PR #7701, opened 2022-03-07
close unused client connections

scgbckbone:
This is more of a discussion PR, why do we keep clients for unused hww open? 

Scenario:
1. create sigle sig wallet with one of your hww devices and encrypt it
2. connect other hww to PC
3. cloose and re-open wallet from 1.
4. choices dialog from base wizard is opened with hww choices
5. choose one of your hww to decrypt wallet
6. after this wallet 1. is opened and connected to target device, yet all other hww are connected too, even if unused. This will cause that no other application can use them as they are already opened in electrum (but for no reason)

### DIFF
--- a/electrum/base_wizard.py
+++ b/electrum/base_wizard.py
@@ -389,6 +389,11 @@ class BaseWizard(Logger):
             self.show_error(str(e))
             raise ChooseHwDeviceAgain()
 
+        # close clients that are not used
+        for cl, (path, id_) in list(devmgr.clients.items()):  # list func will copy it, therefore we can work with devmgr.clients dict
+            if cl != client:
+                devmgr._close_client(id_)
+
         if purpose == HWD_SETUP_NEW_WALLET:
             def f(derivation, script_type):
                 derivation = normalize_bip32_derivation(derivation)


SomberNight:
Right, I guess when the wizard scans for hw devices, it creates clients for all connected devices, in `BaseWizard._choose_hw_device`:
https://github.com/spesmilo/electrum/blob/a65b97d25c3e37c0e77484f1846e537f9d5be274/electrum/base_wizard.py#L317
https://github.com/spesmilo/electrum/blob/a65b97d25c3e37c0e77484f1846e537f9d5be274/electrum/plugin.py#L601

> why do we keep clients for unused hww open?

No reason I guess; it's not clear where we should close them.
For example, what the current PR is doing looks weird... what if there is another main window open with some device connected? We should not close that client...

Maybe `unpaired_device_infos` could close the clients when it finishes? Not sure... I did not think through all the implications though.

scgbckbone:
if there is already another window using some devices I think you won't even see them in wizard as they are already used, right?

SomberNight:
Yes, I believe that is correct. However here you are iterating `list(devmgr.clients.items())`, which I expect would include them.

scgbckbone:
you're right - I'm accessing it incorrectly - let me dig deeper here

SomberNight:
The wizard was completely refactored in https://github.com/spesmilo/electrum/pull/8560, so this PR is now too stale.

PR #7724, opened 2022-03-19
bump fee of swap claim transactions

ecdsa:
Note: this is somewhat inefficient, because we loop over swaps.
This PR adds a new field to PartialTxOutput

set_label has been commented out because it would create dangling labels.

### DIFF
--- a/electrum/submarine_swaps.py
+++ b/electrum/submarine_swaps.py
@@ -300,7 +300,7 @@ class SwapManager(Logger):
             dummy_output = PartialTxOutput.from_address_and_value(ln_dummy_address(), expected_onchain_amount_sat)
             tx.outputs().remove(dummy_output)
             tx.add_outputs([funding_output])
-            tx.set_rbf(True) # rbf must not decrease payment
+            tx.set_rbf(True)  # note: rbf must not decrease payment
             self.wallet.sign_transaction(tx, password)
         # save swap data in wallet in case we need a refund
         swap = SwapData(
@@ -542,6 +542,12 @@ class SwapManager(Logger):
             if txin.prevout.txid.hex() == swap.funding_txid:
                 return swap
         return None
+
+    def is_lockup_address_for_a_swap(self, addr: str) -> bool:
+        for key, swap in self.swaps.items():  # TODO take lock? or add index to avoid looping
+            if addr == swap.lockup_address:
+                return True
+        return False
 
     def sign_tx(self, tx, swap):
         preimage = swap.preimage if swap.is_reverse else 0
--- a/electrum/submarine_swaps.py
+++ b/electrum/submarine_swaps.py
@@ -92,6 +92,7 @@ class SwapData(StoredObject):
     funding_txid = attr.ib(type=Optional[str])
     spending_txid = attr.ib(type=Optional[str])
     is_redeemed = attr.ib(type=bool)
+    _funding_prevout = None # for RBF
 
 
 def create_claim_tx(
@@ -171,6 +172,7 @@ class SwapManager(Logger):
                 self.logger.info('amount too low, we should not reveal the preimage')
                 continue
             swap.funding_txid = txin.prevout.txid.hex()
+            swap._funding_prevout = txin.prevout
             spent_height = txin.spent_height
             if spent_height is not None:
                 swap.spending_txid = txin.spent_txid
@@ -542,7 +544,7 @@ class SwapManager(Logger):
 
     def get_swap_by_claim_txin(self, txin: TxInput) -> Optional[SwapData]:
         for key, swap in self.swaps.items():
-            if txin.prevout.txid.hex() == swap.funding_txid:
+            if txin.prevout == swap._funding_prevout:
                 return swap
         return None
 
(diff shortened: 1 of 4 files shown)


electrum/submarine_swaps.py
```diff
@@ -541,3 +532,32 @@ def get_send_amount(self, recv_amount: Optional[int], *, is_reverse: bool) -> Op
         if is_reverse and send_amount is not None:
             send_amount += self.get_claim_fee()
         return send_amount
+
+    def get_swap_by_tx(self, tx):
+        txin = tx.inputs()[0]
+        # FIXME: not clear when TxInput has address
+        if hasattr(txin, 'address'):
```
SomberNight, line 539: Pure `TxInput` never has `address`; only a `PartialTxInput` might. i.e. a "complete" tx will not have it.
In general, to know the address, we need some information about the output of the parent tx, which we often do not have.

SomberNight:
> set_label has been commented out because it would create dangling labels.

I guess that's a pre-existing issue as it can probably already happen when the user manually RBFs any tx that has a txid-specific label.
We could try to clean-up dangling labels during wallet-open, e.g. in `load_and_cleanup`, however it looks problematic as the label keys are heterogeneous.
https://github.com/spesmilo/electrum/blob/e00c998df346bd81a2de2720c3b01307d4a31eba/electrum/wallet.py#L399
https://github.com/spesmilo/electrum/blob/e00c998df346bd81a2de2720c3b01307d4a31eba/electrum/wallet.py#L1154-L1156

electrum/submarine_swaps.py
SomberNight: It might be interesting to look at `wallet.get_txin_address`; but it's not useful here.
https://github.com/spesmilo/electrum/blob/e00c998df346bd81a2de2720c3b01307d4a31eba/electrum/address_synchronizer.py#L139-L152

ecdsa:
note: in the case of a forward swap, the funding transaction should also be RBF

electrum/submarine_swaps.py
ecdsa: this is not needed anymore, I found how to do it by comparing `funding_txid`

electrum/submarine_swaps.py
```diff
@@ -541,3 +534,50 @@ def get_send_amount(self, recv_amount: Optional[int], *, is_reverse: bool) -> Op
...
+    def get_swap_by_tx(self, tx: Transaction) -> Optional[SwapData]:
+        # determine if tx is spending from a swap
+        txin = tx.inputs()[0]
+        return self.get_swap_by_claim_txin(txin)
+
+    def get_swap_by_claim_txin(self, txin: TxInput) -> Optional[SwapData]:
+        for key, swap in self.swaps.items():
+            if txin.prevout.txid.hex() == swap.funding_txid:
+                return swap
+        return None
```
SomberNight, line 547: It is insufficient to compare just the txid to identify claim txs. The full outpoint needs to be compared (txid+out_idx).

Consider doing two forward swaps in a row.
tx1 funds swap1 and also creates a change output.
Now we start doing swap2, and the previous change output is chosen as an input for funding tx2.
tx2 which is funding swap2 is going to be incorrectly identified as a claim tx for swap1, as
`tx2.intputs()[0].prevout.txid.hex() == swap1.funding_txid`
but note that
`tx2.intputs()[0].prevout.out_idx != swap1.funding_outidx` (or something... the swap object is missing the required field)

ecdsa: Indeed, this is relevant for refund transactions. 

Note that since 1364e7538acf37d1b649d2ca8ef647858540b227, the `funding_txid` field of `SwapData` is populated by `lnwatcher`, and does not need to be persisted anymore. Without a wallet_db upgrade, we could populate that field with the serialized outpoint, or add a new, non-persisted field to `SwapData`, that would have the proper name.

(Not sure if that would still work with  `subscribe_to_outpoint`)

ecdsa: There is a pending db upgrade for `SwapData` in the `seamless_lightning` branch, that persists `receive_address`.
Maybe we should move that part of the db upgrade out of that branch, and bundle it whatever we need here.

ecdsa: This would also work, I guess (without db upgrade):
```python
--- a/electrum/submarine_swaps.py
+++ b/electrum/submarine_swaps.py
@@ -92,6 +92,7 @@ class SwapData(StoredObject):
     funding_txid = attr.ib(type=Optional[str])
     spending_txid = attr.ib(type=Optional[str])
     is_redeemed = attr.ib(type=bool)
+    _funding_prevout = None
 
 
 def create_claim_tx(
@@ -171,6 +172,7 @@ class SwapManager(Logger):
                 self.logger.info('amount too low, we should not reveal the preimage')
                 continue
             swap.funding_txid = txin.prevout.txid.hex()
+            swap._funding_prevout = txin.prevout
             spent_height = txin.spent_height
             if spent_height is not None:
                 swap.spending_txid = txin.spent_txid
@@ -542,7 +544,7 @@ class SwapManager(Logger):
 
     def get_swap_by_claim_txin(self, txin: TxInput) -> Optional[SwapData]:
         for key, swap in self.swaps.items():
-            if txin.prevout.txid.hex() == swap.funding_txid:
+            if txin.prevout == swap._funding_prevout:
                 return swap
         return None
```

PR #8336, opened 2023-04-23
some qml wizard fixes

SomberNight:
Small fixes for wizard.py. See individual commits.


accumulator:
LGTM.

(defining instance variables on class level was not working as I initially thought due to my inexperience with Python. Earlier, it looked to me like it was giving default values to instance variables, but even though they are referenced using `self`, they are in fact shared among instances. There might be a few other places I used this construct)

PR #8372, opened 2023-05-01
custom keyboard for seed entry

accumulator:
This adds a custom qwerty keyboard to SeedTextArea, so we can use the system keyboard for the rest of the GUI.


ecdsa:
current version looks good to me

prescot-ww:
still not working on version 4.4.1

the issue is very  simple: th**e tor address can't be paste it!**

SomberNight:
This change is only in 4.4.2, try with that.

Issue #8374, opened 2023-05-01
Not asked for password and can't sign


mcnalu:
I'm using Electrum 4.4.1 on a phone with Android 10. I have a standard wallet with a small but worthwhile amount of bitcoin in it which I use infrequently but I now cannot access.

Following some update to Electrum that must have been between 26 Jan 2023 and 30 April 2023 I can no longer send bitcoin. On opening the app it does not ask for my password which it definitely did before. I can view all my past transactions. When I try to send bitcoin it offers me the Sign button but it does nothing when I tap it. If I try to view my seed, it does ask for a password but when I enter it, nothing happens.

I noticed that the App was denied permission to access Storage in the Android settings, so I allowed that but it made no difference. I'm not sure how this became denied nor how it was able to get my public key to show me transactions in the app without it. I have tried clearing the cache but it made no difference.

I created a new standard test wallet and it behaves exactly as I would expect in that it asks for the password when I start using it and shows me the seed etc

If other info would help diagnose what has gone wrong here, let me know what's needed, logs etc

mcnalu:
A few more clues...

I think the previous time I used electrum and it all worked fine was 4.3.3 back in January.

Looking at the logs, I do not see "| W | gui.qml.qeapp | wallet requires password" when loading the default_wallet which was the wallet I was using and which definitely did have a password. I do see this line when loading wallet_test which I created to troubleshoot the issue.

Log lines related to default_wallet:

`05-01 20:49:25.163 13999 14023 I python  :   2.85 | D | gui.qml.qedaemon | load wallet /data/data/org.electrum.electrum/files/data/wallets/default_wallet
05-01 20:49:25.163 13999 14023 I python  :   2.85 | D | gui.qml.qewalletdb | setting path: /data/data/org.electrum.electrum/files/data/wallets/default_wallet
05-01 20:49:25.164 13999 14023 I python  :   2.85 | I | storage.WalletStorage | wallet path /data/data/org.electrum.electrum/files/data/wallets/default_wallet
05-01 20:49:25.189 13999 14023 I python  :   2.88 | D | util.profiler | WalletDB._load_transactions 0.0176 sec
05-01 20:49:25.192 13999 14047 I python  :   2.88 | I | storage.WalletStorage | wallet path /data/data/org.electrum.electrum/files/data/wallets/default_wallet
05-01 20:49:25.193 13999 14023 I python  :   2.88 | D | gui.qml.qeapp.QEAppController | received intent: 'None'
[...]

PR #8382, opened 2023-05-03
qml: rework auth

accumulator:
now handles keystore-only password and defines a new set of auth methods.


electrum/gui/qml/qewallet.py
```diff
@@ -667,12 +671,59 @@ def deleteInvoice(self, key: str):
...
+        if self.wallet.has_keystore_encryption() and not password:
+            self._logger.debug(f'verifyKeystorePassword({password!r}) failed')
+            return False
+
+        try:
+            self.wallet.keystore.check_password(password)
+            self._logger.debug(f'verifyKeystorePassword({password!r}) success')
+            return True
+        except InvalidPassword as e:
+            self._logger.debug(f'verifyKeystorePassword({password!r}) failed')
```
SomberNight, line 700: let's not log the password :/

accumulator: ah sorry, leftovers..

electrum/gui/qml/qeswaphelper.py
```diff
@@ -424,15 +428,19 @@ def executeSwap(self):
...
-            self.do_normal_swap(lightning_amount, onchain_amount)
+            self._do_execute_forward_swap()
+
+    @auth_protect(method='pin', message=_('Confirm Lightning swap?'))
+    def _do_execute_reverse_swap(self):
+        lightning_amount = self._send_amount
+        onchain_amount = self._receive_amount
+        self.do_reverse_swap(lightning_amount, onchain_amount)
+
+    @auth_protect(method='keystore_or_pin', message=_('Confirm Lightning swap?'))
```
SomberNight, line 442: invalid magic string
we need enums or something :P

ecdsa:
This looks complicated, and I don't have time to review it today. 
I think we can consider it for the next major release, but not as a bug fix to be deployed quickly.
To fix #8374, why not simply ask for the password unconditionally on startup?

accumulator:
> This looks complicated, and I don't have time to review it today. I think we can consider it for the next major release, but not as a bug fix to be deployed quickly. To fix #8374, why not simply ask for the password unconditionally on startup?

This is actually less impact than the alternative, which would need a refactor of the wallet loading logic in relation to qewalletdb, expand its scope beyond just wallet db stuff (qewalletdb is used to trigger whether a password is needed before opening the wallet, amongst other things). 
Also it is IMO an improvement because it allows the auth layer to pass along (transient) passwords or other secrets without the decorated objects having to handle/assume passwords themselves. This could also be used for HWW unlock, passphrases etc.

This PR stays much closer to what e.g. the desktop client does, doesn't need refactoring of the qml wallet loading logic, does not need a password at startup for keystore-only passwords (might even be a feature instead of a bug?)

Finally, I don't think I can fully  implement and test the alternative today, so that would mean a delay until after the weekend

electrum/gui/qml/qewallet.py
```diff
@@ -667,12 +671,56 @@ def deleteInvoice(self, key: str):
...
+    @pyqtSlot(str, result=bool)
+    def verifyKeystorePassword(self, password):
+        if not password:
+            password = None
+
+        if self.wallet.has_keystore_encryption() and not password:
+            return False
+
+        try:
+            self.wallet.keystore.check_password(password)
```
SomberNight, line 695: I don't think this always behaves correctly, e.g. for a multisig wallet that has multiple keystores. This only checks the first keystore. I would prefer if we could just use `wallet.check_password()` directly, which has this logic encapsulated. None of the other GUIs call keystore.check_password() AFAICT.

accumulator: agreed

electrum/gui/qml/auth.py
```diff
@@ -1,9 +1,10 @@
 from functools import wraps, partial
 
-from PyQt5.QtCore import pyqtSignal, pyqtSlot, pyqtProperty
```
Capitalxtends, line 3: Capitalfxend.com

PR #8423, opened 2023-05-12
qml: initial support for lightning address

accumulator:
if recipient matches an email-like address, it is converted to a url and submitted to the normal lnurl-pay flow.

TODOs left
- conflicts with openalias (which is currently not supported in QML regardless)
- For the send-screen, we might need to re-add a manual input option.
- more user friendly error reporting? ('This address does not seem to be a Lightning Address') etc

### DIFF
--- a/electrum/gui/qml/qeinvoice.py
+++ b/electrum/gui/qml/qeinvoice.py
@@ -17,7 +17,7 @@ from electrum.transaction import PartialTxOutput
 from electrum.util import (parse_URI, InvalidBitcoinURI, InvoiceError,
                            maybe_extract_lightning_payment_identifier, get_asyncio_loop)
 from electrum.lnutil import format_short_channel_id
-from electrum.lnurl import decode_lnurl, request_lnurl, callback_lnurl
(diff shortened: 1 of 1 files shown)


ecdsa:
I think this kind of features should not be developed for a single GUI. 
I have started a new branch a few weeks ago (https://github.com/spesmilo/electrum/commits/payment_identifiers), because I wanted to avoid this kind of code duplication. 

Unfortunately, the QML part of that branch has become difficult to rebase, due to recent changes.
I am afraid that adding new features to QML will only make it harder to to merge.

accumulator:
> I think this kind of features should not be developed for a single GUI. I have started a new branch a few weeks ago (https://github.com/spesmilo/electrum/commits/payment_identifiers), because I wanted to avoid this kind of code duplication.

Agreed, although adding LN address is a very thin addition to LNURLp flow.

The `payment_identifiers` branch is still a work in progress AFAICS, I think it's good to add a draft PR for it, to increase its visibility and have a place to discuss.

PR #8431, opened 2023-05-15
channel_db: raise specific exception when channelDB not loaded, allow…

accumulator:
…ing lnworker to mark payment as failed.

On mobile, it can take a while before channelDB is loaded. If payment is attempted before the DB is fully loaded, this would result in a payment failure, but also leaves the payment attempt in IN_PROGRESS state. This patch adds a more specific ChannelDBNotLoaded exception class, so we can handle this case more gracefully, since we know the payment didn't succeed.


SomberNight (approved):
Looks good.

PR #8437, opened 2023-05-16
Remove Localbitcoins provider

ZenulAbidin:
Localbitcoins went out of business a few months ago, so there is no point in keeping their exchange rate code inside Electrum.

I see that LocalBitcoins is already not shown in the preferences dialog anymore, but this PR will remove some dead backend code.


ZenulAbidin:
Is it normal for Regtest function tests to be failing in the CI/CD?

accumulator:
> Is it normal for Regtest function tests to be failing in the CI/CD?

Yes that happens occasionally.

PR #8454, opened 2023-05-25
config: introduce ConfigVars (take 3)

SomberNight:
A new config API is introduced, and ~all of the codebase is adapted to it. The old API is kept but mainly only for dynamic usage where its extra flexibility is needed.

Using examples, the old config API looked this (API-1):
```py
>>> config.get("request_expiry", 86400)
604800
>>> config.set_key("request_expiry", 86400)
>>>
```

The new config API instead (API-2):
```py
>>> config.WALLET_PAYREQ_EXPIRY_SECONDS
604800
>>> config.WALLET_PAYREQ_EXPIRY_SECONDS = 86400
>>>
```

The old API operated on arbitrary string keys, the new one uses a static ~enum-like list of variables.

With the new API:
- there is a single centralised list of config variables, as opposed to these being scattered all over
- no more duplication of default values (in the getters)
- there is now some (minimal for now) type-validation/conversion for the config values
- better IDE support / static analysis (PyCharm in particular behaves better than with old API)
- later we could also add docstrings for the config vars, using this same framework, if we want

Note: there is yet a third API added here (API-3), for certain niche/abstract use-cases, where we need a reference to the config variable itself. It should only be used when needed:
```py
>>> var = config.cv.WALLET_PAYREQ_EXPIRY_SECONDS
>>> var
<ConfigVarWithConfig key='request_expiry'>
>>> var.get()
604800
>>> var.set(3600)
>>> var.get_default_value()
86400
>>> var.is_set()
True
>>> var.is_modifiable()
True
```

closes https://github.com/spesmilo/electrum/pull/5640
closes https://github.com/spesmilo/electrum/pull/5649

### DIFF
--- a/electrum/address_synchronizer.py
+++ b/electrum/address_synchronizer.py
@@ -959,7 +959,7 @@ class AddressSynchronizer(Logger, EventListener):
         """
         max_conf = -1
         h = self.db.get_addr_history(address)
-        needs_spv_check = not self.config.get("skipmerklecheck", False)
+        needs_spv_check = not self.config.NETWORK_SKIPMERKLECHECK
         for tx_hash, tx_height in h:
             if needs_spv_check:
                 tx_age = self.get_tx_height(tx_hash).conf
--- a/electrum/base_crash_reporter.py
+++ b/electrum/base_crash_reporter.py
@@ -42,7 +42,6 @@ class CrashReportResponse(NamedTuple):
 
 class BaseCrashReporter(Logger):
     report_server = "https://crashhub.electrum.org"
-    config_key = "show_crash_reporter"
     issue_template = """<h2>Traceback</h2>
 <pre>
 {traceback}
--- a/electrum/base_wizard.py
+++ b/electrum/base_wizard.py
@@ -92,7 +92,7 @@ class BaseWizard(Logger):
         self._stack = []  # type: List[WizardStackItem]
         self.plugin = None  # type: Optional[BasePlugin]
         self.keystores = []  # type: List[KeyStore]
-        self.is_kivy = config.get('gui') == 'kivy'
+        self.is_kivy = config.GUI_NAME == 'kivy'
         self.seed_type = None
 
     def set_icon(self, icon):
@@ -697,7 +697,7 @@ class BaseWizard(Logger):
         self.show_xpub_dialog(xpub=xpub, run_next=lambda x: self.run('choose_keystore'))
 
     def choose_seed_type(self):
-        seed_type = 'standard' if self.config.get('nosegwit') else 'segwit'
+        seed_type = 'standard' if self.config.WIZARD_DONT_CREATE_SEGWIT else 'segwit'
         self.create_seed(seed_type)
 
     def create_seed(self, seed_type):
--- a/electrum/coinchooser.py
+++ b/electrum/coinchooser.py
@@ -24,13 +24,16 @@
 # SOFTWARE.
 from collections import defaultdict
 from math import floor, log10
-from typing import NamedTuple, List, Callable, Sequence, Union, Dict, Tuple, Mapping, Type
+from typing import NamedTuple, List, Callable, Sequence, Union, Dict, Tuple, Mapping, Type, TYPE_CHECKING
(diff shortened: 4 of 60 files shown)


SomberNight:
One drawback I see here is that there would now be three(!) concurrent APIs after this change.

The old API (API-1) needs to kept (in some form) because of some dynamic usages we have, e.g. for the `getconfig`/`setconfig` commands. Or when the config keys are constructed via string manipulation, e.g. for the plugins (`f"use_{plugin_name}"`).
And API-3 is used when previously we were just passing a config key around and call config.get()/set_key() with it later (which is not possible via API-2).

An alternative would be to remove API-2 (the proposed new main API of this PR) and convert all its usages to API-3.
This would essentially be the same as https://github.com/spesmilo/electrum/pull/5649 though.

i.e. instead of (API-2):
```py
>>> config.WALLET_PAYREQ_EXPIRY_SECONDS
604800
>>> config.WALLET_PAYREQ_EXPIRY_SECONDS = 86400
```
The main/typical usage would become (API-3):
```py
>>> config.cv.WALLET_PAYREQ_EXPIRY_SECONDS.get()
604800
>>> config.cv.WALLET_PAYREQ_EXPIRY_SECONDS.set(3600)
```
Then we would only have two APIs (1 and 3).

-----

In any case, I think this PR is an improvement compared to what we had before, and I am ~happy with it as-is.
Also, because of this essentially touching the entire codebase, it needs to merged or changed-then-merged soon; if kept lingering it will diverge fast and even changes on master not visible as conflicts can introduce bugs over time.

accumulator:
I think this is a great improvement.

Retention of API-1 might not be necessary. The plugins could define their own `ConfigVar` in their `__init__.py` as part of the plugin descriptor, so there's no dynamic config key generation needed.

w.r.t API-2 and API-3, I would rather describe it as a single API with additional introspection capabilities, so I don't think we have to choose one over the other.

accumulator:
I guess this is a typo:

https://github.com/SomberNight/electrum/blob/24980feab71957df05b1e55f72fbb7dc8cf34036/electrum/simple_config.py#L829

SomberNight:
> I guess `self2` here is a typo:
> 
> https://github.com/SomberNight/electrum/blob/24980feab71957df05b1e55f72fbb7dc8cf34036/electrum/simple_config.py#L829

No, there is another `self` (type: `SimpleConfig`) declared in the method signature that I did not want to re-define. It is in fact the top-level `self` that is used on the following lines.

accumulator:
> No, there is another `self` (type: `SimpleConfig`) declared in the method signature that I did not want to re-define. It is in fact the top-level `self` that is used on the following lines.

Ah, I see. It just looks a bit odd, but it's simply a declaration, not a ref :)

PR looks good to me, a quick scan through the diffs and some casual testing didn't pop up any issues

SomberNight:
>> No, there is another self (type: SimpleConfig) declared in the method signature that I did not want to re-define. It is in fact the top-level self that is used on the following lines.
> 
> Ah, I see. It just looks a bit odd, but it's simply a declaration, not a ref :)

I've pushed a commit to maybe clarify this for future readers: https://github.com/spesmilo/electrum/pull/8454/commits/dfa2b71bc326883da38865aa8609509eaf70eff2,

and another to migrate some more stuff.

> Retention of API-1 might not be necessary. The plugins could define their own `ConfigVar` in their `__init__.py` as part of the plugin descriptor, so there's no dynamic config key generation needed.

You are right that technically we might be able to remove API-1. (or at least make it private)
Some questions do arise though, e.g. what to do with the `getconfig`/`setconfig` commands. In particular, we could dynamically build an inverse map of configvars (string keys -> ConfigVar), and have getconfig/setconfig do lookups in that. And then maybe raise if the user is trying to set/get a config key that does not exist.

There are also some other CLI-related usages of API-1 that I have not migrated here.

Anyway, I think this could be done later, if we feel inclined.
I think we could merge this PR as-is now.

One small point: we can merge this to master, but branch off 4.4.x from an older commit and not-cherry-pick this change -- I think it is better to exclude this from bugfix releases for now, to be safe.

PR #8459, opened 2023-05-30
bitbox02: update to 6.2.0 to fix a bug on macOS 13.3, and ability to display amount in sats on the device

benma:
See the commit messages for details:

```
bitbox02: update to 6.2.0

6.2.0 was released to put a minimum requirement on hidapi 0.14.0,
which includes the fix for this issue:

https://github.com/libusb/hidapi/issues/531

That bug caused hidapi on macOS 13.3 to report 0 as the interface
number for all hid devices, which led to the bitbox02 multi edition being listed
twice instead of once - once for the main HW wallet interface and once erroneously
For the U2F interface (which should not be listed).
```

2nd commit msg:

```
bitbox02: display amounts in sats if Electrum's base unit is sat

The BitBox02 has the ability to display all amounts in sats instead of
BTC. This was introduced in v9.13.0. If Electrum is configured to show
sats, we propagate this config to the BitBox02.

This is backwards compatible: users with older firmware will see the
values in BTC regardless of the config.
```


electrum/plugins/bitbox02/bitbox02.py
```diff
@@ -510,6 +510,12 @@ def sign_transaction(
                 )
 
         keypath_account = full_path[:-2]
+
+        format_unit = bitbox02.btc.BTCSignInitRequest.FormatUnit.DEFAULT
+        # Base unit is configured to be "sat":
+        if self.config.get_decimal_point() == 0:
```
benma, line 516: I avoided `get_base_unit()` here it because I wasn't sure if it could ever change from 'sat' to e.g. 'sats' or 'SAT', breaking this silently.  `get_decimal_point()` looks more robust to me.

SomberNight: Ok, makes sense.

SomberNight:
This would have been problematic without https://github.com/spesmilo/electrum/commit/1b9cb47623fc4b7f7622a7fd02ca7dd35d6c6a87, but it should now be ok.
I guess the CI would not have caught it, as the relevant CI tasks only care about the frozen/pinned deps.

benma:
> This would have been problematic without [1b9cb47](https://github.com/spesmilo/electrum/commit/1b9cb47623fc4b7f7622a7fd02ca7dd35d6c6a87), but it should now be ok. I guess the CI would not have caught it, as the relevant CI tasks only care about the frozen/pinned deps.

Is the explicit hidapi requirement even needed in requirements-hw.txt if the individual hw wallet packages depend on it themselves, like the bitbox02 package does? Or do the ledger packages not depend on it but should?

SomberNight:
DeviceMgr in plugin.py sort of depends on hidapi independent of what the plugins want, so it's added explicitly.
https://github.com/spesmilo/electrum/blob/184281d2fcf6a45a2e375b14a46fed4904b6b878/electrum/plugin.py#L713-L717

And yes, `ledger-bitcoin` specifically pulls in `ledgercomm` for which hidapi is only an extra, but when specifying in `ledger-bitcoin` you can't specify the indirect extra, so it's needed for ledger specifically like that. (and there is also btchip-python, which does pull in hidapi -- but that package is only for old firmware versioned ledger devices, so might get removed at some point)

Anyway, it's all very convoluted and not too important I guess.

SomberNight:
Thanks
-- -- --
§ **Aim of the task**: Select every line above that contains the word "same", and copy it.

§ **Problem solution**:
- later we could also add docstrings for the config vars, using this same framework, if we want
This would essentially be the same as https://github.com/spesmilo/electrum/pull/5649 though.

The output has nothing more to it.